It’s just that many of us, including me, choose not to work in non-Agile contexts. Working with teams that embrace Agile practices and values is just so much better than working in traditional environments where people work in silos and where shipping software involves a lot of late-cycle drama.
Even if we called Agile Testing a “school,” I disagree with the way you characterized it.
[James’ Reply: I characterize it the way I see it, as I visit companies that practice Agile and non-Agile approaches around the globe. You have a lot of experience… So do I. Anyway, offer an alternative view, if you want.]
To say that Agile Testers, “accept that exploratory testing is a good thing” downplays the role of exploratory testing in Agile. As far as I am concerned a story isn’t Done until it’s been implemented, checked, *and* explored. Exploratory testing is thus a mandatory part of Agile, not just a “good thing.”

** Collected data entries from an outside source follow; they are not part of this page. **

PR #1597, opened 2021-03-22
[CAS-804] Alert for big files

leandroBorgesFerreira:
[CAS-804](https://stream-io.atlassian.net/browse/CAS-804)
### Description

Adding alert for big files.

### Checklist

- [x] Reviewers added


stream-chat-android-ui-components/src/main/kotlin/io/getstream/chat/android/ui/message/input/MessageInputView.kt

[James’ Reply: That’s nice, but I would be more impressed if I saw you guys doing any sort of studying of exploratory testing. I have consistently been disappointed at the shallow approach taken to the study of testing skills. Please point me to sources that will help to change my mind on that. My experience with Agilists is that they work on their programming skills, but simply assume that they have testing skills. When I complain about that, they pull out the old “no specialists” crap, which seems to be a blanket excuse for not learning anything other than programming.]
Further, to say that Agile teams “don’t feel that there are any special testing skills that deserve or require development” is false. Testers, with their understanding of how software tends to break, help the team prevent defects.

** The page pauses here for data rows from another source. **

PR #1610, opened 2021-03-24
Run postponed queries as non-blocking

JcMinarro:
### Description

Run postponed queries as non-blocking
### Checklist

- [x] Reviewers added

### DIFF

[James’ Reply: Elisabeth, I appreciate that you may be hanging out with different people than I encounter in my travels, but that does not invalidate 12 years of my experience with Agilists. You say it’s false. At best, that means there is at least some pocket of Agilists who study testing skills. So, does that mean you do? Can you point me to any signs or symptoms of your study of testing skills? I haven’t seen much of that, and I would like to. Many years ago you excused yourself from debates with me, ever since Cem and I challenged your assessment of a study of exploratory testing. Are you open to debating now? Because that’s how I come to understand what you do and don’t do, NOT by politely accepting your word for it. In CDT we model ourselves on the notion of a self-critical scientific community.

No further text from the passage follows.